На лице Семенюка появилось такое выражение, словно он решал непосильную умственную задачу. Ожидая ответа, Степан Степанович про себя отметил, что врачи-психиатры, давая заключение о невменяемости Семенюка, по всей вероятности, не ошиблись.

- Да, да, да! - вдруг радостно закивал головой Семенюк. - Приходилось, дорогой мой, приходилось устранять неисправность. Не так давно, будучи у Лидочки, я помог механикам найти фазу. В бытность мою на кафедре электросварки подобные повреждения умели устранять даже студенты-третьекурсники, - и Семенюк с упоением окунулся в теоретические рассуждения.

- Николай Петрович, - прервал его Стуков и показал на часы, - у меня время ограничено.

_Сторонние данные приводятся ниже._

PR #2180, opened 2025-06-27
Updates to Similarity2 and Similarity3

dellaert:
- added group and manifold operations to wrapper
- tested them
- added docs


dellaert:
@ShaneHolmes10 one this lands this should make it easy

PR #1662, opened 2019-09-03
Add an option to toggle WebSocket mask flag

webfolderio:


slandelle:
Could you please elaborate on why you'd want this?
As [per spec](https://tools.ietf.org/html/rfc6455#section-10.3), masking is a **required** security measure, not an option:

> Clients MUST choose a new masking key for each frame, using an algorithm that cannot be predicted by end applications that provide data.

webfolderio:
I use async-http-client to connect Chrome DevTools protocol. DevTools protocol does not require to use mask. Without mask it performs better. My servers and clients are running on localhost. Because of this i am not highly concern with security.

slandelle:
> Without mask it performs better.

Could you please provide a link to a issue raised against Chrome DevTools explaining the issue and what's the position of the devs there? Look like an issue with Chrome DevTools to me.

> Because of this i am not highly concern with security.

You might not, but others might shoot themselves in the foot. Or be compromised. Or use AHC for malicious reasons.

Семенюк замолк, несколько секунд удивленно смотрел на Степана Степановича и устало проговорил:

- Какая жалость… Уходите? Позвольте вас проводить. - Нет, нет, - Степан Степанович предупреждающе поднял ладони. - Не нарушайте запрет племянника.

- Да, мой дорогой, да… - Семенюк вздохнул и опустил голову на грудь. - Отвратительная штука - одиночество. Безмерно благодарен вам за содержательную беседу, - почти шепотом проговорил он.